🤖 AI Summary
The interplay between instantaneous and mean velocity fields in MeanFlow remains poorly understood, hindering both few-step generation quality and training efficiency. Method: We establish that learning the instantaneous velocity field is a prerequisite for mean velocity field estimation, and propose a time-interval-based curriculum learning strategy: prioritizing short-horizon instantaneous fields early to accelerate convergence, then progressively shifting focus to long-horizon mean fields for refinement—enabling dynamic decoupling and coordination. Our approach integrates the DiT architecture, coupled velocity field modeling, task affinity analysis, and phased optimization. Results: On ImageNet 256×256, our method achieves a FID of 2.87 with 1-NFE sampling—significantly improving upon the baseline (3.43). It accelerates training by 2.5× at equivalent performance or enables use of a smaller DiT-L model.
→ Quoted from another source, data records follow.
PR #4003, opened 2024-02-17
Fix issue #4002

### LINKED ISSUE #4002: `IO#asyncCheckAttempt` is inconsistent with `Async#asyncCheckAttempt`
`IO` has `case Left(None) => poll(get)`, so it's cancellable. I think the `Async` one is the correct one.

durban:
This PR makes `IO#asyncCheckAttempt` work the same as `Async#asyncCheckAttempt`. So both will be uncancelable when suspended with a `None` finalizer. Closes #4002.

### DIFF
--- a/core/shared/src/main/scala/cats/effect/IO.scala
+++ b/core/shared/src/main/scala/cats/effect/IO.scala
@@ -1206,7 +1206,7 @@ object IO extends IOCompanionPlatform with IOLowPriorityImplicits {
           lift(k(resume)) flatMap {
             case Right(a) => G.pure(a)
             case Left(Some(fin)) => G.onCancel(poll(get), lift(fin))
-            case Left(None) => poll(get)
+            case Left(None) => get
           }
         }
       }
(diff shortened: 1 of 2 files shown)


core/shared/src/main/scala/cats/effect/IO.scala
```diff
@@ -1206,7 +1206,7 @@ object IO extends IOCompanionPlatform with IOLowPriorityImplicits {
           lift(k(resume)) flatMap {
             case Right(a) => G.pure(a)
             case Left(Some(fin)) => G.onCancel(poll(get), lift(fin))
-            case Left(None) => poll(get)
+            case Left(None) => get
```
samspills, line 1209: Will this cause the same kind of semantic break as the `async_` change in 3.5.0?

durban: Yes.

As far as I can tell, `asyncCheckAttempt` should have been added like this in 3.5.0 (and for `Async`, it was). It's only due to an unlucky git merge that it wasn't. (And I guess due to the lack of a unit test.)

djspiewak: I suspect the impact of this is much lower than the `async_` change, since this is a far less widely used constructor. Also we override the `Async` implementation in `Async[IO]`, so this bug fix is actually entirely shadowed unless you're using monad transformers or a third-party effect. I think it's fair to consider this PR to be a bug fix rather than a breaking change.

**Edit:** Oh my shadowing argument is backwards. Rip. Either way, bug fix IMO.

djspiewak (approved):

This work provides the first systematic analysis and improvement of MeanFlow’s training dynamics.
📝 Abstract
MeanFlow promises high-quality generative modeling in few steps, by jointly learning instantaneous and average velocity fields. Yet, the underlying training dynamics remain unclear. We analyze the interaction between the two velocities and find: (i) well-established instantaneous velocity is a prerequisite for learning average velocity; (ii) learning of instantaneous velocity benefits from average velocity when the temporal gap is small, but degrades as the gap increases; and (iii) task-affinity analysis indicates that smooth learning of large-gap average velocities, essential for one-step generation, depends on the prior formation of accurate instantaneous and small-gap average velocities. Guided by these observations, we design an effective training scheme that accelerates the formation of instantaneous velocity, then shifts emphasis from short- to long-interval average velocity. Our enhanced MeanFlow training yields faster convergence and significantly better few-step generation: With the same DiT-XL backbone, our method reaches an impressive FID of 2.87 on 1-NFE ImageNet 256x256, compared to 3.43 for the conventional MeanFlow baseline. Alternatively, our method matches the performance of the MeanFlow baseline with 2.5x shorter training time, or with a smaller DiT-L backbone.